*** Supplied data ***
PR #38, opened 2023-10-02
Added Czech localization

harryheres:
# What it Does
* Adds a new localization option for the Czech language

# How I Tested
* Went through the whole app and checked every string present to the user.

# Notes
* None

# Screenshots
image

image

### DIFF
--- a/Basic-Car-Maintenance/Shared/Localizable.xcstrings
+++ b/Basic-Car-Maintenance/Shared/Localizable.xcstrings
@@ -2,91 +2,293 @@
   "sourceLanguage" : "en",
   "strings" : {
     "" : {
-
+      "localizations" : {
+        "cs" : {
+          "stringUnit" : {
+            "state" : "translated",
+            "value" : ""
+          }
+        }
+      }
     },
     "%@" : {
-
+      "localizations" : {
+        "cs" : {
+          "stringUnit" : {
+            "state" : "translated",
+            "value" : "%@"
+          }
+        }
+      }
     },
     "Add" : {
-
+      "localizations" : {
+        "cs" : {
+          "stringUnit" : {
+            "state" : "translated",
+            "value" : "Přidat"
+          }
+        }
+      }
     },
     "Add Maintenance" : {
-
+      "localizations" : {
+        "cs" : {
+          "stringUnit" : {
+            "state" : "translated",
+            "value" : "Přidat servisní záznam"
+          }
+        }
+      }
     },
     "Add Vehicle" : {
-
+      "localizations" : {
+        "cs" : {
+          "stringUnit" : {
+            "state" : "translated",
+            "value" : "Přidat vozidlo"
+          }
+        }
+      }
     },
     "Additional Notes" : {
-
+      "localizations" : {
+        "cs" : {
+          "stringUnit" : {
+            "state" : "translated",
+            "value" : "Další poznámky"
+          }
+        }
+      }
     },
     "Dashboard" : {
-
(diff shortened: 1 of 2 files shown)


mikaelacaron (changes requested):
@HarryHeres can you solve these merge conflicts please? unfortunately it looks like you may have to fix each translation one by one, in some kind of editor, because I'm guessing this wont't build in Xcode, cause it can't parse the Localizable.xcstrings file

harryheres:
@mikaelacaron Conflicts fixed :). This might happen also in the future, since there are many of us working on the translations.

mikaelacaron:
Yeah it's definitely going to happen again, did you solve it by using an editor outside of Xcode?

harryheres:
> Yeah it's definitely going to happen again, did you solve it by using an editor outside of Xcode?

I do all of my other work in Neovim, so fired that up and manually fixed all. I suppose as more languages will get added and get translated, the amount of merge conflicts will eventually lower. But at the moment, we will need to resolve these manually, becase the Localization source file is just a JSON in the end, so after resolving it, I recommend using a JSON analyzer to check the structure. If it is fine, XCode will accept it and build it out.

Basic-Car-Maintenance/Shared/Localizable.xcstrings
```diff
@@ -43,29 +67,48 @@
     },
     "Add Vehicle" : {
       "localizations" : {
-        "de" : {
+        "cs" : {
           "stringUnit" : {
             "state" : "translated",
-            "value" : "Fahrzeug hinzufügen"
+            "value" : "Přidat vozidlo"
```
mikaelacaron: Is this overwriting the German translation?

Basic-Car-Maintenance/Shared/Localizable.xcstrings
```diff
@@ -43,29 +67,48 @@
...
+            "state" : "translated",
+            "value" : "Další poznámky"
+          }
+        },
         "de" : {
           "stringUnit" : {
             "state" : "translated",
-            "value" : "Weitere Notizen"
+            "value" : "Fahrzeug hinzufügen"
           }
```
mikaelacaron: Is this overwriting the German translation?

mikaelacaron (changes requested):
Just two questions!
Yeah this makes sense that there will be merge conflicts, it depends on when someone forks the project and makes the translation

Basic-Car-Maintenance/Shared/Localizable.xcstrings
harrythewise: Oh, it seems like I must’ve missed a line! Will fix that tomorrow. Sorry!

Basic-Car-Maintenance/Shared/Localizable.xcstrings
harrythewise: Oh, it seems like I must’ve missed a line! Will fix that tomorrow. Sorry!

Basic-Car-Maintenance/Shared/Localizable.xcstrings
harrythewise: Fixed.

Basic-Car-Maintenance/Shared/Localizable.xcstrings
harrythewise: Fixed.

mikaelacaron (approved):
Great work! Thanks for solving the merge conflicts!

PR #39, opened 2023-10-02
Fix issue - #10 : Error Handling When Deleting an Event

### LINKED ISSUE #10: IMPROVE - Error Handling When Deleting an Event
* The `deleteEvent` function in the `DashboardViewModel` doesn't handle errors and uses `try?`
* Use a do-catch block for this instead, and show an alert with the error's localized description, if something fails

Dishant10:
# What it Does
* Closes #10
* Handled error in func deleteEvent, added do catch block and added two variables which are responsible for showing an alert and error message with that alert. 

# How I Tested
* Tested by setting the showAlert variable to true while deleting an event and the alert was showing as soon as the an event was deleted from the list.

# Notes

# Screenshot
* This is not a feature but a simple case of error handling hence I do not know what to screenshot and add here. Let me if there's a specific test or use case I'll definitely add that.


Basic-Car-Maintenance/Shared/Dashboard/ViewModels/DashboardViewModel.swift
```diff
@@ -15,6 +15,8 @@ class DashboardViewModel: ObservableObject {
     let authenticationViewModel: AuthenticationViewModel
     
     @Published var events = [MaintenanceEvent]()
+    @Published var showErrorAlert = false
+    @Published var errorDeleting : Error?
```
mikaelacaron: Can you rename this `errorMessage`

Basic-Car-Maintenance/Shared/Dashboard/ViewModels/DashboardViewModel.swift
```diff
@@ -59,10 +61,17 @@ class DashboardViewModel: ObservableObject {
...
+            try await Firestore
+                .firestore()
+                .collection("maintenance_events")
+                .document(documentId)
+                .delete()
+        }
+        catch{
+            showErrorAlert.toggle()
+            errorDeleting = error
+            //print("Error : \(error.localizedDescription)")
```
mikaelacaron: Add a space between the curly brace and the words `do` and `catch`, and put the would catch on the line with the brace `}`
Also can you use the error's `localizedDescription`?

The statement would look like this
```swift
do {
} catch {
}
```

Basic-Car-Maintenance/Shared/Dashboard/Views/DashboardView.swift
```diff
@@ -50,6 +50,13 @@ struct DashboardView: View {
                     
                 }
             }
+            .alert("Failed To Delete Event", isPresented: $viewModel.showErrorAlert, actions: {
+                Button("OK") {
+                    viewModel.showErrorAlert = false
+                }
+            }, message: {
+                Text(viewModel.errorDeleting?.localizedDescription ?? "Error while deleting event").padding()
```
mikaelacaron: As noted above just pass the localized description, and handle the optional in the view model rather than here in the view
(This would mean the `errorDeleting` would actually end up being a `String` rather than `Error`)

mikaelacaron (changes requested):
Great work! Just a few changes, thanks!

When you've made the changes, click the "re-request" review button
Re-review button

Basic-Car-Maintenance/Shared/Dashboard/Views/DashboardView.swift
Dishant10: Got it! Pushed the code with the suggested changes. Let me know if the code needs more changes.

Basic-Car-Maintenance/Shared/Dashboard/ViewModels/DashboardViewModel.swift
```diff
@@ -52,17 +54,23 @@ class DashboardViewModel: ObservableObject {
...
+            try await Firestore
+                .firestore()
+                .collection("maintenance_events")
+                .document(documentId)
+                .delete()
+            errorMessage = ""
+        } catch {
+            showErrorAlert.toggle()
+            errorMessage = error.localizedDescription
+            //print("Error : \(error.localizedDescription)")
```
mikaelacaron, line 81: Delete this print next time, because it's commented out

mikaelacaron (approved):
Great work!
*** End of Supplied data ***
Each line above needs to be written out again exactly.

Output below:
PR #38, opened 2023-10-02
Added Czech localization

harryheres:
# What it Does
* Adds a new localization option for the Czech language

# How I Tested
* Went through the whole app and checked every string present to the user.

# Notes
* None

# Screenshots
image

image

### DIFF
--- a/Basic-Car-Maintenance/Shared/Localizable.xcstrings
+++ b/Basic-Car-Maintenance/Shared/Localizable.xcstrings
@@ -2,91 +2,293 @@
   "sourceLanguage" : "en",
   "strings" : {
     "" : {
-
+      "localizations" : {
+        "cs" : {
+          "stringUnit" : {
+            "state" : "translated",
+            "value" : ""
+          }
+        }
+      }
     },
     "%@" : {
-
+      "localizations" : {
+        "cs" : {
+          "stringUnit" : {
+            "state" : "translated",
+            "value" : "%@"
+          }
+        }
+      }
     },
     "Add" : {
-
+      "localizations" : {
+        "cs" : {
+          "stringUnit" : {
+            "state" : "translated",
+            "value" : "Přidat"
+          }
+        }
+      }
     },
     "Add Maintenance" : {
-
+      "localizations" : {
+        "cs" : {
+          "stringUnit" : {
+            "state" : "translated",
+            "value" : "Přidat servisní záznam"
+          }
+        }
+      }
     },
     "Add Vehicle" : {
-
+      "localizations" : {
+        "cs" : {
+          "stringUnit" : {
+            "state" : "translated",
+            "value" : "Přidat vozidlo"
+          }
+        }
+      }
     },
     "Additional Notes" : {
-
+      "localizations" : {
+        "cs" : {
+          "stringUnit" : {
+            "state" : "translated",
+            "value" : "Další poznámky"
+          }
+        }
+      }
     },
     "Dashboard" : {
-
(diff shortened: 1 of 2 files shown)


mikaelacaron (changes requested):
@HarryHeres can you solve these merge conflicts please? unfortunately it looks like you may have to fix each translation one by one, in some kind of editor, because I'm guessing this wont't build in Xcode, cause it can't parse the Localizable.xcstrings file

harryheres:
@mikaelacaron Conflicts fixed :). This might happen also in the future, since there are many of us working on the translations.

mikaelacaron:
Yeah it's definitely going to happen again, did you solve it by using an editor outside of Xcode?

harryheres:
> Yeah it's definitely going to happen again, did you solve it by using an editor outside of Xcode?

I do all of my other work in Neovim, so fired that up and manually fixed all. I suppose as more languages will get added and get translated, the amount of merge conflicts will eventually lower. But at the moment, we will need to resolve these manually, becase the Localization source file is just a JSON in the end, so after resolving it, I recommend using a JSON analyzer to check the structure. If it is fine, XCode will accept it and build it out.

Basic-Car-Maintenance/Shared/Localizable.xcstrings
```diff
@@ -43,29 +67,48 @@
     },
     "Add Vehicle" : {
       "localizations" : {
-        "de" : {
+        "cs" : {
           "stringUnit" : {
             "state" : "translated",
-            "value" : "Fahrzeug hinzufügen"
+            "value" : "Přidat vozidlo"
```
mikaelacaron: Is this overwriting the German translation?

Basic-Car-Maintenance/Shared/Localizable.xcstrings
```diff
@@ -43,29 +67,48 @@
...
+            "state" : "translated",
+            "value" : "Další poznámky"
+          }
+        },
         "de" : {
           "stringUnit" : {
             "state" : "translated",
-            "value" : "Weitere Notizen"
+            "value" : "Fahrzeug hinzufügen"
           }
```
mikaelacaron: Is this overwriting the German translation?

mikaelacaron (changes requested):
Just two questions!
Yeah this makes sense that there will be merge conflicts, it depends on when someone forks the project and makes the translation

Basic-Car-Maintenance/Shared/Localizable.xcstrings
harrythewise: Oh, it seems like I must’ve missed a line! Will fix that tomorrow. Sorry!

Basic-Car-Maintenance/Shared/Localizable.xcstrings
harrythewise: Oh, it seems like I must’ve missed a line! Will fix that tomorrow. Sorry!

Basic-Car-Maintenance/Shared/Localizable.xcstrings
harrythewise: Fixed.

Basic-Car-Maintenance/Shared/Localizable.xcstrings
harrythewise: Fixed.

mikaelacaron (approved):
Great work! Thanks for solving the merge conflicts!

PR #39, opened 2023-10-02
Fix issue - #10 : Error Handling When Deleting an Event

### LINKED ISSUE #10: IMPROVE - Error Handling When Deleting an Event
* The `deleteEvent` function in the `DashboardViewModel` doesn't handle errors and uses `try?`
* Use a do-catch block for this instead, and show an alert with the error's localized description, if something fails

Dishant10:
# What it Does
* Closes #10
* Handled error in func deleteEvent, added do catch block and added two variables which are responsible for showing an alert and error message with that alert. 

# How I Tested
* Tested by setting the showAlert variable to true while deleting an event and the alert was showing as soon as the an event was deleted from the list.

# Notes

# Screenshot
* This is not a feature but a simple case of error handling hence I do not know what to screenshot and add here. Let me if there's a specific test or use case I'll definitely add that.


Basic-Car-Maintenance/Shared/Dashboard/ViewModels/DashboardViewModel.swift
```diff
@@ -15,6 +15,8 @@ class DashboardViewModel: ObservableObject {
     let authenticationViewModel: AuthenticationViewModel
     
     @Published var events = [MaintenanceEvent]()
+    @Published var showErrorAlert = false
+    @Published var errorDeleting : Error?
```
mikaelacaron: Can you rename this `errorMessage`

Basic-Car-Maintenance/Shared/Dashboard/ViewModels/DashboardViewModel.swift
```diff
@@ -59,10 +61,17 @@ class DashboardViewModel: ObservableObject {
...
+            try await Firestore
+                .firestore()
+                .collection("maintenance_events")
+                .document(documentId)
+                .delete()
+        }
+        catch{
+            showErrorAlert.toggle()
+            errorDeleting = error
+            //print("Error : \(error.localizedDescription)")
```
mikaelacaron: Add a space between the curly brace and the words `do` and `catch`, and put the would catch on the line with the brace `}`
Also can you use the error's `localizedDescription`?

The statement would look like this
```swift
do {
} catch {
}
```

Basic-Car-Maintenance/Shared/Dashboard/Views/DashboardView.swift
```diff
@@ -50,6 +50,13 @@ struct DashboardView: View {
                     
                 }
             }
+            .alert("Failed To Delete Event", isPresented: $viewModel.showErrorAlert, actions: {
+                Button("OK") {
+                    viewModel.showErrorAlert = false
+                }
+            }, message: {
+                Text(viewModel.errorDeleting?.localizedDescription ?? "Error while deleting event").padding()
```
mikaelacaron: As noted above just pass the localized description, and handle the optional in the view model rather than here in the view
(This would mean the `errorDeleting` would actually end up being a `String` rather than `Error`)

mikaelacaron (changes requested):
Great work! Just a few changes, thanks!

When you've made the changes, click the "re-request" review button
Re-review button

Basic-Car-Maintenance/Shared/Dashboard/Views/DashboardView.swift
Dishant10: Got it! Pushed the code with the suggested changes. Let me know if the code needs more changes.

Basic-Car-Maintenance/Shared/Dashboard/ViewModels/DashboardViewModel.swift
```diff
@@ -52,17 +54,23 @@ class DashboardViewModel: ObservableObject {
...
+            try await Firestore
+                .firestore()
+                .collection("maintenance_events")
+                .document(documentId)
+                .delete()
+            errorMessage = ""
+        } catch {
+            showErrorAlert.toggle()
+            errorMessage = error.localizedDescription
+            //print("Error : \(error.localizedDescription)")
```
mikaelacaron, line 81: Delete this print next time, because it's commented out

mikaelacaron (approved):
Great work!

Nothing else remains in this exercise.